Come back here to this thread and Paste the log in your next reply.
DO NOT have Hijack This fix anything yet. Most of what it finds will be harmless or even required.


----------



## John1289

Well I just did a re-format, ya know, re-installed windows. Anyways, it's still freezing, turning the screen on and off, and sometimes not even turning the screen on cause it goes into like a power-save mode or something on the screen. This must mean it has something to do with the hardware, right? My first guess is the ram, what do you think?


----------



## fleamailman

How much ram do you have?
How many bars of ram
What are their speeds.
Also, try uninstalling the driver from devmgmt.msc(device manager), scan for new materiral and when prompted the redirect to the cd the came with the graphic card.


----------



## matt1988

ok, right i cant believe it took so many people such a long time to kind of come up with a bunch of answers which arent even close. The reason will be that the power settings are probably incorrect. Go to start>control panel>power options and where it says monitor in the drop down menu select Never. So basically wheat that does will never turn off the monitor. 

Matt


----------



## dustyjay

If it were a power management setting dont you think it would turn the mnitor off after the same amount of time everytime?

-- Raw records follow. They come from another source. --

PR #174, opened 2024-05-13
Add parameter to get only FEL or only pump laser mask from PumpProbePulses

takluyver:
This should allow easier ways to get information like 'which FEL pulses have a corresponding optical laser pulse':

```python
ppl_on = ppp.select_trains(0).pulse_mask(field='ppl', labelled=False).squeeze()
fel_on = ppp.select_trains(0).pulse_mask(field='fel', labelled=False).squeeze()

fel_pulse_is_pumped = ppl_on[fel_on]
```

(I also explored another option in the branch [`pumpprobe-dataframe`](https://github.com/European-XFEL/EXtra/compare/pumpprobe-dataframe); I think this variant fits in better with the existing API, with less extra stuff to learn.)

### DIFF
--- a/src/extra/components/pulses.py
+++ b/src/extra/components/pulses.py
@@ -281,9 +281,6 @@ class PulsePattern:
 
         Returns:
             (xarray.DataArray or numpy.ndarray):
-
-        Returns:
-            (numpy.ndarray or pandas.Series):
         """
 
         mask = self._get_pulse_mask()
@@ -1445,6 +1442,16 @@ class PumpProbePulses(XrayPulses, OpticalLaserPulses):
         table but only contains boolean flags whether a given pulse
         was present in this pattern.
 
+        For instance, to see whether each FEL pulse has a corresponding pump
+        laser pulse in a consistent pulse pattern:
+
+        ```python
+        ppl_on = ppp.select_trains(0).pulse_mask(field='ppl').squeeze()
+        fel_on = ppp.select_trains(0).pulse_mask(field='fel').squeeze()
+
+        fel_pulse_is_pumped = ppl_on[fel_on]
+        ```
+
         Args:
             labelled (bool, optional): Whether a labelled xarray
                 DataArray (default) or unlabelled numpy array is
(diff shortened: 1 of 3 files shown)


src/extra/components/pulses.py
```diff
@@ -1438,10 +1438,36 @@ def _get_pulse_mask(self, reduced=False):
...
+            labelled (bool, optional): Whether a labelled xarray
+                DataArray (default) or unlabelled numpy array is
+                returned.
+            field (str, optional): 'fel'/'ppl' to mark only FEL or only pump
+                laser pulses in the returned array. By default, pulses are True
+                whether either an FEL pulse or a PPL pulse occured.
+
+        Returns:
+            (xarray.DataArray or numpy.ndarray):
+
```
philsmt, line 1458: But what does it return now? 😁

philsmt (approved):
Thanks, that sounds like a useful addition. LGTM beyond the two doc-related comments.

src/extra/components/pulses.py
takluyver: Oops, copypasta. The method on the parent class also has two `Returns:`. I'll fix both.

src/extra/components/pulses.py
```diff
@@ -1438,10 +1438,36 @@ def _get_pulse_mask(self, reduced=False):
...
-    @wraps(PulsePattern.pulse_mask)
-    def pulse_mask(self, labelled=True):
-        return TimeserverPulses.pulse_mask(
-            self, labelled=labelled).astype(bool)
+    def pulse_mask(self, labelled=True, field=None):
+        """Get boolean pulse mask.
+
+        The returned mask has the same shape as the full bunch pattern
+        table but only contains boolean flags whether a given pulse
+        was present in this pattern.
```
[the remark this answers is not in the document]
takluyver: I've added the example in.

JamesWrigley:
I'm a bit late to the party here, but I just tried to use this and two things popped out at me:
- The ordering of the arguments has the `field` after `labelled`. Naively I would expect people to mostly want a specific field as shown in the example, so would it make sense to make that the first argument so people don't have to specify it as a keyword argument?
- It's very weird to me that we keep using `labelled` to arbitrarily refer to either a `Series` or `DataArray` :stuck_out_tongue: And it's doubly weird here because the rest of the pulses components exclusively use `labelled` to mean `Series`. What do we think about replacing/deprecating it with explicit `series`/`xarray` arguments instead?

PR #177, opened 2024-05-22
Expose extra_data components in extra.components

takluyver:
This would avoid people needing to know that some component classes belong to EXtra and others to EXtra-data, if they can import all of them from `extra.components`.

On the other hand, it could create more confusion if someone ends up with an older EXtra-data package and a newer EXtra, or vice versa, because these classes appear to be part of EXtra, but actually aren't.

I don't have a strong preference, but I figured a PR was a good way to have the discussion.


JamesWrigley (approved):
I lean towards agreeing with this, but we should mention it in the documentation.

philsmt (approved):
Can we merge this?
There didn't seem to be strong feelings either way, and this *works*

JamesWrigley:
I still think it needs docs but I can add that later.

PR #178, opened 2024-05-24
Deprecate pulse dimension time in favor of pulseTime

philsmt:
In hindsight, optionally using the name `time` in the pulse index was kind of bound for name collisions. I would therefore rather sooner than later deprecate it in favor of `pulseTime`. This MR will continue to allow `time` to work, but no longer documents it and raises a warning if used.


JamesWrigley (approved):
Out of curiosity, what was the conflict with `time`?

philsmt:
I would like to offer `samples` and `time` as coordinates in the digitizer component, too 🫣

PR #189, opened 2024-06-07
Fix insertion of aligned columns when original frame has none

philsmt:
129a07902a193d3cde1e9a49ba141fddb99e13c2 This slightly improves the behaviour of `DelayLineDetector.insert_aligned_columns` in the case the dataframe the columns are inserted to does not actually have any columns.

While this can never be the case in `DelayLineDetector` itself, this method is likely become more generically used over time 
(and as it happens is already used in the wild by @bj-s, who also suggested this fix) 

117e7b38a5715880880dc93fbdab58e5d7286bb7 Some additional docstring fixes

### DIFF
--- a/src/extra/components/dld.py
+++ b/src/extra/components/dld.py
@@ -230,16 +230,15 @@ class DelayLineDetector:
             if shared_index[:2] == df.index.names[:2]:
                 # Same pulse dimensions as the dataframe.
                 if num_per_pulse is None:
-                    num_per_pulse = df[df.columns[0]].groupby(
-                        level=df.index.names[:-1]).count()
+                    num_per_pulse = df.groupby(
+                        level=df.index.names[:-1]).size()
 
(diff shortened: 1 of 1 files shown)


daniloefl:
It looks good.

One general comment: I like that you put the type in the docstrings, but why not use the `x: int` or `x: Optional[ArrayLike]` etc to indicate the type with `typing`? Probably not for this PR, though.

philsmt:
Thanks!

> One general comment: I like that you put the type in the docstrings, but why not use the `x: int` or `x: Optional[ArrayLike]` etc to indicate the type with `typing`? Probably not for this PR, though.

Mostly because we're not in a place yet where we'd make much use of `typing` annotations, and for that I dislike the visual clutter it tends to introduce. I'm not against it in general, and it's likely where the ecosystem is headed. But at the moment, the benefit is fairly limited.

PR #190, opened 2024-06-07
Docs fixes, and document `PulsePattern.select_trains()`

JamesWrigley:
I was initially just documenting `PulsePattern.select_trains()` but then I saw some other issues so I fixed them along the way. That removes all warnings for me from mkdocs.

### DIFF
--- a/src/extra/components/dld.py
+++ b/src/extra/components/dld.py
@@ -201,7 +201,7 @@ class DelayLineDetector:
                 index and data is repeated accordingly.
 
         Returns:
-            None
+            (NoneType): None
         """
 
         # Compute these lazily.
--- a/.gitignore
+++ b/.gitignore
@@ -99,3 +99,6 @@ ENV/
 *.h5
 
 src/extra/__version__.py
+
+# Generated C files from Cython
+*.c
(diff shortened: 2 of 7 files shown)


src/extra/components/dld.py
```diff
@@ -357,7 +357,7 @@ def signals(self, pulse_dim='pulseId', extra_columns={}, max_method=None):
         This data is primarily for detector diagnostics purposes and
         should generally not be used for scientific data analysis,
         please refer instead to reconstructed x, y, t data obtained from
-        [hits()](extra.components.DelayLineDetector.hits()).
```
philsmt, line 360: Could you please rebase? 🙈 

I fixed these issues specifically in 117e7b38a5715880880dc93fbdab58e5d7286bb7 earlier.

philsmt:
Rebase should remove some changes already done, all other LGTM!

Thanks, it's high time we are polishing docs a bit. I hope I get next to some examples using p700000.

src/extra/components/dld.py
JamesWrigley: Ah yes you're right, I missed that... I've rebased it now.

PR #193, opened 2024-06-13
fix: convert conditions for CALCAT to float or string as expected.

kakhahmed:
This Pull request is connected to https://git.xfel.eu/calibration/pycalibration/-/merge_requests/1019

CALCAT converts conditions values to float if digit and to string otherwise. This achieves the same goal so the application code solves the issue in case a boolean condition is given. Currently, it will be sent as a string, and a wrong value is used in CALCAT but with PR it will be converted to floats.

### DIFF
--- a/src/extra/calibration.py
+++ b/src/extra/calibration.py
@@ -525,9 +525,19 @@ class CalibrationData(Mapping):
             (dict) Operating condition for use in CalCat API.
         """
 
+        def to_float_or_string(value):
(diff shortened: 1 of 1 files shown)


takluyver:
Thanks! Can you add a note to `docs/changelog.md` to briefly summarise what this fixes? Otherwise LGTM.

kakhahmed:
I have updated the `changelog`  👍🏽

takluyver:
Thanks!

PR #43, opened 2016-03-10
Fix processing of nested annotation type declarations

sviperll:
Allow meta-stuff to work with annotation type declarations defined as nested types.


phax:
I'm on vacation. Check it when I'm back :)

PR #49, opened 2016-07-07
Fix nested enums in meta

sviperll:


phax:
Is this enough for a new release?

sviperll:
I have no rush:) Personally I have no agenda for jcodemodel and plan no further changes in a mean time, so you can freely proceed with the release as you feel right.

phax:
I got quite quiet in the last time so I think people are happy with the "as is" situation (or they changed to some library???). Anyway I will release it to indicate progress :)

Issue #74, opened 2020-01-03
create resource directory


guiguilechat:
Since the check on packages name ( #70 ) , it's not possible anymore to create a resource in a resource dir that does not respect a package name.
Example, I can't create a new META-INF/data.txt file, because the META-INF does not respect the package name.

This was explained till https://github.com/phax/jcodemodel/issues/70#issuecomment-569739110 ; I create a separate issue for convenience.

The solution I think would be correct is
1. create the JResourceDirectory class (same level as JPackage)
2. move the method addResourceFile from JPackage to JResourceDirectory.
3. add sub-dir creation in this class, and the root JResourceDirectory in JCodemodel - basically like the package. Also the JCodemodel should have a Map of JResourceDirectory, by name.
4. add JPackage to JResourceDir translation, typically with ` public JResourceDir JPackage::asResourceDir(){return m_aOwner.getResourceDir(m_sName);}`
5. add again addResourceFile in JPackage , but calling corresponding resource dir 
`public AbstractJResourceFile JPackage::addResourceFile (@Nonnull final AbstractJResourceFile rsrc){return asResourceDir().addResourceFile(rsrc);}` ; and same for the other methods.

Possibly you can make JPackage extend JResourceDir. Still, overload the methods to call the resource dir when creating resources.

phax:
After my vacation next week :)

guiguilechat:
@fbaro

phax:
So, what I do to create a "META-INF/services" file, I do the following:
```java
    final String sContent = "bla";
      // Fake directory
      cm.rootPackage ()
        .addResourceFile (JTextFile.createFully ("META-INF/services/" + aEntry.getKey (), StandardCharsets.UTF_8, sContent));
```

guiguilechat:
should be 

cm.resourceDir("META-INF/services").addFile(aEntry.getKey (),  StandardCharsets.UTF_8, sContent) ; IMO.

phax:
Agree, would be nicer, but that is kind of a bigger change. The current solution is a valid work around, and I will leave this suggestion open.

guiguilechat:
you can make it without changing the major version (this is the reason of the item 5. )

phax:
@guiguilechat please check if that (3.3.1-SNAPSHOT) looks reasonable to you, or if there further improvements that make sense. Thx again for your input.

guiguilechat:
[...]

PR #75, opened 2020-01-20
clean JCFileNameHelper

guiguilechat:
- renamed unix-specific format with prefix UNIX_
 - renamed windows-specific format with prefix WINDOWS_ ; also removed _WINDOWS suffix
  - removed test on illegal chars for unix, since eg touch "?" or touch "<" are fine under linux (and result in the file being listed with ls ).

  see #74


phax:
Sorry, alreay done 🤷‍♂

PR #78, opened 2020-01-20
made tests use a unified test JCM - bad indentations

guiguilechat:
also reduces the overload of constructor.
see #74

### DIFF
--- a/src/main/java/com/helger/jcodemodel/AbstractJType.java
+++ b/src/main/java/com/helger/jcodemodel/AbstractJType.java
@@ -289,15 +289,16 @@ public abstract class AbstractJType implements IJGenerable, IJOwned
     return isAssignableFrom (aThat, true);
   }
 
-  protected boolean isAssignableFrom (@Nonnull final AbstractJType aThat,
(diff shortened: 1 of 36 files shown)


phax:
That is a huge change and I partially dislike it. It also breaks backwards compatibility.
First of all, please remove all the superflowous brackets - I hate them - thx.

Also please remove all the `serialVersionUID`  constants - that's bad style that they have the value 1 and they are created by the runtime automatically.

No public members in classes please.

For the other topics from #74 I will respond separately, but I don't have time for this today

guiguilechat:
Why exactly would it break backward compatibility ? I did not know following commits would be added to the PR

I don't know what are superflowous brackets ?
I have my coding style implemented in eclipse, so whenever I save a file it forces the code style on the lines I saved.  Do you have an auto format script so that my java files are automatically formatted to your own style when I push on git ? I already found one for the tab/spaces, seems like something possible.

I added the serialversion id because eclipse complains about them. I will add ignore to them instead  (in which classes ?)

I put members public in the exceptions because they are final and unmodifiable. But of course putting them as getX() is just as good.

PR #81, opened 2020-01-23
eclipse formatter + cleanup actions, update readme with eclipse settings

guiguilechat:


guiguilechat:
formatter was only tested on JCodeModel class.

PR #83, opened 2020-01-23
[WiP] preprocessors

guiguilechat:


phax:
Is that branch still WiP?

glelouet:
Again, I was not sure if the coding style was satisfying. The PR was not supposed to be used as is, but rather give you ideas of how to do it in that specific case.

glelouet:
However there was some issues with that branch so I advise against using it without giving it some thoughts.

From reading the posts it seems that the timing varies which contraindicates a power management setting.


----------



## PEP

Perhaps its the motherboard???


----------



## nik_g2

hey guys...i have the same problem and i talked hp and they said it has to do with the bios...update your bios thats what they said...i havent done that my self yet because of lack of time but let me know if that works...check with the company that make ur computer for bios updates...hope this helps


----------